| ABOUT THIS TASK |
For the data below, say how many lines contain "issues". Only the number should be given.

| DATASET EXCERPTS |
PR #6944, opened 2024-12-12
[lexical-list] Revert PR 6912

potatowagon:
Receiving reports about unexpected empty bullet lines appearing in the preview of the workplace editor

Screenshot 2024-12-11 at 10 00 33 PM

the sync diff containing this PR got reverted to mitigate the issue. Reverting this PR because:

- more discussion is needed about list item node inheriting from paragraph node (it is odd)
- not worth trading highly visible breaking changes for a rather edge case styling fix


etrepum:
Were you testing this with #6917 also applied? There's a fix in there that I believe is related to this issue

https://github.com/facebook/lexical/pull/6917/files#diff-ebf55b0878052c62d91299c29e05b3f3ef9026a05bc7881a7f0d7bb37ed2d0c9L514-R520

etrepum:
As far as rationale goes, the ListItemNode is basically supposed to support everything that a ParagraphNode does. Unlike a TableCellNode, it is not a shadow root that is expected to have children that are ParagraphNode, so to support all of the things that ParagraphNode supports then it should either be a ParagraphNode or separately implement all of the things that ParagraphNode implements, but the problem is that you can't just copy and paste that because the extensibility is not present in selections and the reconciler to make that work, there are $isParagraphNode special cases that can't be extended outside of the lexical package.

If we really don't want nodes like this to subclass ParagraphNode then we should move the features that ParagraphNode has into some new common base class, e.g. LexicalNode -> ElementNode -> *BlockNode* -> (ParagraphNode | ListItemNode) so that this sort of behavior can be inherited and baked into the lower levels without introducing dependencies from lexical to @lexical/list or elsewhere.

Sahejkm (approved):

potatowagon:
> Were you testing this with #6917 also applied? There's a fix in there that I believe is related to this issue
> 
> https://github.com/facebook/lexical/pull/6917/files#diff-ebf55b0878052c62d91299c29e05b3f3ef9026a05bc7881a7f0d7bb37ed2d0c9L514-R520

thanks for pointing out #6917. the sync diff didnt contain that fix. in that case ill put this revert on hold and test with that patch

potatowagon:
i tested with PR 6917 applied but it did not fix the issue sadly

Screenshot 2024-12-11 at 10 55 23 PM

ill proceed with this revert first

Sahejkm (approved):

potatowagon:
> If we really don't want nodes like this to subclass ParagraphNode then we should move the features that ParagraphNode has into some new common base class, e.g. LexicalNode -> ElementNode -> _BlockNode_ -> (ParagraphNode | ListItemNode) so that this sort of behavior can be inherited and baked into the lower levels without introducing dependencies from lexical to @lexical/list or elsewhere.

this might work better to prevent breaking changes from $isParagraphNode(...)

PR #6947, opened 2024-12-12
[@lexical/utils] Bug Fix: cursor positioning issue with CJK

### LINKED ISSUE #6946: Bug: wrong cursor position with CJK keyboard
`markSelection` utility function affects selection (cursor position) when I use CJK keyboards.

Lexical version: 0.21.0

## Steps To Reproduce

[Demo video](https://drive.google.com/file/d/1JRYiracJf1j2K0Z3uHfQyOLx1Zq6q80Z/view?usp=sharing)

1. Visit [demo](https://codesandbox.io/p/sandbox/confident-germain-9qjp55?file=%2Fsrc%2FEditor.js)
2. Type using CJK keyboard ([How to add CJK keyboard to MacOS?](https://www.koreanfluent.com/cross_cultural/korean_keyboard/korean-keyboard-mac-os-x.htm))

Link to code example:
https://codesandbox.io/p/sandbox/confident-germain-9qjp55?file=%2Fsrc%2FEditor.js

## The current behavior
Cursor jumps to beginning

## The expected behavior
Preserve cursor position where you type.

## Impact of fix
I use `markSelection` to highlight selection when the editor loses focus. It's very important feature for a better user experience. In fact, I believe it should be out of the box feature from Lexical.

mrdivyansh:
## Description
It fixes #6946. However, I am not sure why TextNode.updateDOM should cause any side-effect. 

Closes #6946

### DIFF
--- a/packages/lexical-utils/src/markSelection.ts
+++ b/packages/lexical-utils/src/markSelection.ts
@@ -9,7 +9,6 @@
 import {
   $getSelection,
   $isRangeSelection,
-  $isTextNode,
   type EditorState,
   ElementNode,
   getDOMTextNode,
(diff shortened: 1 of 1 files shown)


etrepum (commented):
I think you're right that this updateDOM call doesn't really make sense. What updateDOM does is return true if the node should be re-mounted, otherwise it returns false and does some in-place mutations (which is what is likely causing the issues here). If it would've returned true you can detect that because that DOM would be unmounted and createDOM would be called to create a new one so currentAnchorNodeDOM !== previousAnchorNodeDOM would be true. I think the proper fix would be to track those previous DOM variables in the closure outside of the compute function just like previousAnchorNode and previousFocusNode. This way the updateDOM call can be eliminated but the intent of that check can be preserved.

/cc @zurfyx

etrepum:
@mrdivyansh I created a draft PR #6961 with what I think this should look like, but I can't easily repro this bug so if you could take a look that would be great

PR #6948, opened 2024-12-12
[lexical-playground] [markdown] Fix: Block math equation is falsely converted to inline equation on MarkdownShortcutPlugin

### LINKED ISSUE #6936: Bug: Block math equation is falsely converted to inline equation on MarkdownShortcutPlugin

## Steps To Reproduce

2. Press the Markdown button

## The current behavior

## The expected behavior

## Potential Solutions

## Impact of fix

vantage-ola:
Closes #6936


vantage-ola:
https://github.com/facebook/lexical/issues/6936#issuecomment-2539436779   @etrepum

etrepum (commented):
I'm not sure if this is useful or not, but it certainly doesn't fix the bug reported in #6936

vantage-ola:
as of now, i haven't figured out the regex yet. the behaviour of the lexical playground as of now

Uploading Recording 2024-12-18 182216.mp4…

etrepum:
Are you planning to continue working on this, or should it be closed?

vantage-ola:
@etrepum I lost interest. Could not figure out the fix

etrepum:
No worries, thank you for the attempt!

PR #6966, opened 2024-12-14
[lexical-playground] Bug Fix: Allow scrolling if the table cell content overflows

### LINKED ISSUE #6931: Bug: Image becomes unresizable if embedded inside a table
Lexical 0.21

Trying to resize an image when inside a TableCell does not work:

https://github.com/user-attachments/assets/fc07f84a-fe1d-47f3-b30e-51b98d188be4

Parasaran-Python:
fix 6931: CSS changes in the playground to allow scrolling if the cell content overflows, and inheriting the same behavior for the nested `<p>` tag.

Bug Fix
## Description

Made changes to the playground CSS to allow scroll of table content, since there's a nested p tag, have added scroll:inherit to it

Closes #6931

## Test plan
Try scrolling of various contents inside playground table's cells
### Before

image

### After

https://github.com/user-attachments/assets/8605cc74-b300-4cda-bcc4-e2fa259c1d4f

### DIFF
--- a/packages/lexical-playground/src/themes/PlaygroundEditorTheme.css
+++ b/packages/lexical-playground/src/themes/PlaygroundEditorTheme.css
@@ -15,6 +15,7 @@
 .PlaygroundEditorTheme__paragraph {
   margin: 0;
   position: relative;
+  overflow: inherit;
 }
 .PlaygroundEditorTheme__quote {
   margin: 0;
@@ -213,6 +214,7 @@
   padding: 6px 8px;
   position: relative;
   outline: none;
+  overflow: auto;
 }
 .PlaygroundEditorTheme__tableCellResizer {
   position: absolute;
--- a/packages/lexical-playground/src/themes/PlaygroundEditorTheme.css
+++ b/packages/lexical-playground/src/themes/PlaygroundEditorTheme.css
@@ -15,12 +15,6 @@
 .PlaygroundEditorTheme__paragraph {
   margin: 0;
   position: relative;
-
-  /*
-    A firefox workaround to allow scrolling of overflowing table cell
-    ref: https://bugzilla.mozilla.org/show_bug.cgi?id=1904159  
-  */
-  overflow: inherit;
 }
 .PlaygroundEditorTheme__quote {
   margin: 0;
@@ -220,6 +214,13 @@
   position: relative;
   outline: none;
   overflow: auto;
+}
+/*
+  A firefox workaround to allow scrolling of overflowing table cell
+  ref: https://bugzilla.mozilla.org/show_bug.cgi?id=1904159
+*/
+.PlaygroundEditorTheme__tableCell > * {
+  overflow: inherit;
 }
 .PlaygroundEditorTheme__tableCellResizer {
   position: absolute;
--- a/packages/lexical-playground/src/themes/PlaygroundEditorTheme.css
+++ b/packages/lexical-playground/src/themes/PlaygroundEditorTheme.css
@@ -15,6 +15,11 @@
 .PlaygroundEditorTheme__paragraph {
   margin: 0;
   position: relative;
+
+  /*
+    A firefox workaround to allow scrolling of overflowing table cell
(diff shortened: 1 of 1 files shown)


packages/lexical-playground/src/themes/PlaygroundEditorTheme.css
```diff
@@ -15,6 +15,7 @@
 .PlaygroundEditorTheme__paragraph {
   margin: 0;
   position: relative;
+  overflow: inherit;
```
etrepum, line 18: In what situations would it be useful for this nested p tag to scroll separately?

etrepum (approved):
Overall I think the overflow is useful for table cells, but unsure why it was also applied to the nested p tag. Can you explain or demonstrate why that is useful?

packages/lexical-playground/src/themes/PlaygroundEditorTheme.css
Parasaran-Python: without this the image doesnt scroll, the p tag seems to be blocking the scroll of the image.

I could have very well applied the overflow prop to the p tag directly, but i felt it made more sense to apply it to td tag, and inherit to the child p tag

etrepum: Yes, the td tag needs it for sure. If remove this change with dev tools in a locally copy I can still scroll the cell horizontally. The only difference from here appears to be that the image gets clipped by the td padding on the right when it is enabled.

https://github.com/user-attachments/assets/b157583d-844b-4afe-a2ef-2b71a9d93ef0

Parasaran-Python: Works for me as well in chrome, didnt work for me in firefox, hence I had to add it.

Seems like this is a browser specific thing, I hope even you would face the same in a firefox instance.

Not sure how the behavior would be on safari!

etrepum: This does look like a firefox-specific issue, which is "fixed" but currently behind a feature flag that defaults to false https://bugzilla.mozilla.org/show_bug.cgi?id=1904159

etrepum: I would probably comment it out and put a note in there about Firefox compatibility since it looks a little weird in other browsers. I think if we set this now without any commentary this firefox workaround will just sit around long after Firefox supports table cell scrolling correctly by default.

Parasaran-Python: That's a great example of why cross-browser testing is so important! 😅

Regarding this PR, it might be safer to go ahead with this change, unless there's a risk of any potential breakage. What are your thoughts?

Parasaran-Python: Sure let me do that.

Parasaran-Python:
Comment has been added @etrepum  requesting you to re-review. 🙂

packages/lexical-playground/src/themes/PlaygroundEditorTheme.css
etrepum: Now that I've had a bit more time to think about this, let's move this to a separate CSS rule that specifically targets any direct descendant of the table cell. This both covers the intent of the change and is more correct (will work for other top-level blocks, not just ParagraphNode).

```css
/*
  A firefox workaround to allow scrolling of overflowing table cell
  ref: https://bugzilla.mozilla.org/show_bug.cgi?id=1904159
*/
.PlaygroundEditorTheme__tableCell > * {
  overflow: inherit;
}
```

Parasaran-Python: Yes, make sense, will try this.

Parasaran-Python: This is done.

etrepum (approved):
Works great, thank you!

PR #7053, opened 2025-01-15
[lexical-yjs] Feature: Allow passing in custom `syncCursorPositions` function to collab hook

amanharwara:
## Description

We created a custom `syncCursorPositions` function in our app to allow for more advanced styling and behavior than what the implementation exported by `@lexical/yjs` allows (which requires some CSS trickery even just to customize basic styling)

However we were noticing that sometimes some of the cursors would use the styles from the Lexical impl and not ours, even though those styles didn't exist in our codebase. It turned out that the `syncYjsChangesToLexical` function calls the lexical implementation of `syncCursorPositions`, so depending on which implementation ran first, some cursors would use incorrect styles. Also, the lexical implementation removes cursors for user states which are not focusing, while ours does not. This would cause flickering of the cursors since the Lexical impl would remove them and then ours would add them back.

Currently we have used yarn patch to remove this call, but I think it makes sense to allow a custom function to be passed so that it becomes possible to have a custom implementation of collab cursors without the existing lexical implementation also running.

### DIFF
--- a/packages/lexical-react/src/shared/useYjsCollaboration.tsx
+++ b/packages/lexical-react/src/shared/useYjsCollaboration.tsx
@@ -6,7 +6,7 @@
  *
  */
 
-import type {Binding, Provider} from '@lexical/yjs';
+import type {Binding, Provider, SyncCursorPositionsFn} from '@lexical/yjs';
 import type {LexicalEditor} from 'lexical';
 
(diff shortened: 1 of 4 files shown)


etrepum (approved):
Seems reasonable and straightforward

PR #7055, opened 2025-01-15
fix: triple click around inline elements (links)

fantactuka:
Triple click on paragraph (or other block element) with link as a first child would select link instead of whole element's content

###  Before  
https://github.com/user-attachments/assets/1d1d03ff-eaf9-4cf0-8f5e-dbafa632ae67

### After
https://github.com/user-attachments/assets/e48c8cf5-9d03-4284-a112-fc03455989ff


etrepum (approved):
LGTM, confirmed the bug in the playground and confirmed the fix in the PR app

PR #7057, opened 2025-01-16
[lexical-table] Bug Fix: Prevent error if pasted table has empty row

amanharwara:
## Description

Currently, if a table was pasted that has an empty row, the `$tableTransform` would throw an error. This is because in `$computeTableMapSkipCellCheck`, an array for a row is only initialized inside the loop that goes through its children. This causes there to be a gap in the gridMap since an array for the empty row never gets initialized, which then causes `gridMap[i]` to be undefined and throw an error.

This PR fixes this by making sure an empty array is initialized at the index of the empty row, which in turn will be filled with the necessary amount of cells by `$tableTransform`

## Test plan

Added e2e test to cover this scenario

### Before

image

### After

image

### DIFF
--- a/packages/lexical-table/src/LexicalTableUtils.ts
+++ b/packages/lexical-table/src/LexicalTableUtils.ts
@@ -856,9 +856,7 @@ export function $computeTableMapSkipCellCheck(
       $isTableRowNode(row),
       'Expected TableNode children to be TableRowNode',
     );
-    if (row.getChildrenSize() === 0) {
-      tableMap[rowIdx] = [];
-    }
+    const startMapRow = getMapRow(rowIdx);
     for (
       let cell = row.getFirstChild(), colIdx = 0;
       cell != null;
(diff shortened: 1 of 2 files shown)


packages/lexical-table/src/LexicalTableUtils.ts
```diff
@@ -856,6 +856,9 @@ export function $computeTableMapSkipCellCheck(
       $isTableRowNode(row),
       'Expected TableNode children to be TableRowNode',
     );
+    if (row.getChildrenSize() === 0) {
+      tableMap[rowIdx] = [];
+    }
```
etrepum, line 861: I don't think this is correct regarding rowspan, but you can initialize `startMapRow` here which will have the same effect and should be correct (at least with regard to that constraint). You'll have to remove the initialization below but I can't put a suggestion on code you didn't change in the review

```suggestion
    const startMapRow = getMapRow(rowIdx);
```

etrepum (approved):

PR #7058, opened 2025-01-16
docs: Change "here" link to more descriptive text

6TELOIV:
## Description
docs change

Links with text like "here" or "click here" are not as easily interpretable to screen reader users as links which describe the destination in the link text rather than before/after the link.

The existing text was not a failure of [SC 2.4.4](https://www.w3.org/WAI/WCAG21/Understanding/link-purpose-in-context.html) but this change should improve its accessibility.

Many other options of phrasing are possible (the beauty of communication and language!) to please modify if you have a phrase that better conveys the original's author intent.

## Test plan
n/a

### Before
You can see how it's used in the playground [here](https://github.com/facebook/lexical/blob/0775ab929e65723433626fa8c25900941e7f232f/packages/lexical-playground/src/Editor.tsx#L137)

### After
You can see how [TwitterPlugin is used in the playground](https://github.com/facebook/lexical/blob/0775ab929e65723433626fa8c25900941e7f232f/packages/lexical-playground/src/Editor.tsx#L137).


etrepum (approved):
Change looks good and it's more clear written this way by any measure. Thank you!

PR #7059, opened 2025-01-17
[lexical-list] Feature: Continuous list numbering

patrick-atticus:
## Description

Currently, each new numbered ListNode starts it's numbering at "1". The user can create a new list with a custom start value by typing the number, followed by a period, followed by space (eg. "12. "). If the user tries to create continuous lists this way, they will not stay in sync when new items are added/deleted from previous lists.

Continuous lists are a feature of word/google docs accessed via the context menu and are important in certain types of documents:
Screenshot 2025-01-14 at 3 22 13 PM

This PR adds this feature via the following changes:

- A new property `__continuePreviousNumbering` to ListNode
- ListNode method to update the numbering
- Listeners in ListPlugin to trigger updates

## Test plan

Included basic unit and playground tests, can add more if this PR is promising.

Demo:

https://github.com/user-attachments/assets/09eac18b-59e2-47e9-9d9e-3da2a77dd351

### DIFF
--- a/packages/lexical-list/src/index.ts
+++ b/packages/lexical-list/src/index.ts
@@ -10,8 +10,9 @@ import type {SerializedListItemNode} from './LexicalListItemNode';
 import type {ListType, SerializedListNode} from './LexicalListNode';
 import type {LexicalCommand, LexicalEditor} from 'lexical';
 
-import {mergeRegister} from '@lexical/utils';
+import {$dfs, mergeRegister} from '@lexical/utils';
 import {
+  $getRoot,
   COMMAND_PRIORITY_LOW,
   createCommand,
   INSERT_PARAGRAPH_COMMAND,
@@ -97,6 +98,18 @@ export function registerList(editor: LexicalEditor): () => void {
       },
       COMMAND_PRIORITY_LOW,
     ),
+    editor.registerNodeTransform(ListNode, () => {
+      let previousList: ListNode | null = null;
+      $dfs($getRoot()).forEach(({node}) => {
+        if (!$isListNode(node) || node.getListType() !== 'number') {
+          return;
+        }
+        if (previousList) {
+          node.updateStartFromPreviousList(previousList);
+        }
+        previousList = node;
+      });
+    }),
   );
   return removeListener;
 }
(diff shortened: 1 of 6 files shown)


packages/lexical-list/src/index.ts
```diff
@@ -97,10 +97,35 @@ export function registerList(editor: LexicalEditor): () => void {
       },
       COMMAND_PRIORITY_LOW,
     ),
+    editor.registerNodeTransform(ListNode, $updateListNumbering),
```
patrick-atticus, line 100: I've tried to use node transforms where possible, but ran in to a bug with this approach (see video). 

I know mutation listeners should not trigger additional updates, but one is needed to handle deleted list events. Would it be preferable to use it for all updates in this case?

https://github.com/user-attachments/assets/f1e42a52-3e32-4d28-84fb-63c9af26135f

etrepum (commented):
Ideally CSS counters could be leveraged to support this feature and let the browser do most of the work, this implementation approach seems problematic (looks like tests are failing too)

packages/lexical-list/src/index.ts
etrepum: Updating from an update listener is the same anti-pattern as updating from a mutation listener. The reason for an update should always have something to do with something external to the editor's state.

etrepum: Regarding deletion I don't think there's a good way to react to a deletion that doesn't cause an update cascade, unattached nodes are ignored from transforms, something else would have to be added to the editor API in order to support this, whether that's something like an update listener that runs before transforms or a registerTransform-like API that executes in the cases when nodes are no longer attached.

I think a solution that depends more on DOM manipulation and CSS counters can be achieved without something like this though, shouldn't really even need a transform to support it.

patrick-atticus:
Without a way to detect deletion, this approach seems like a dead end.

| RESPONSE TO THIS TASK |
2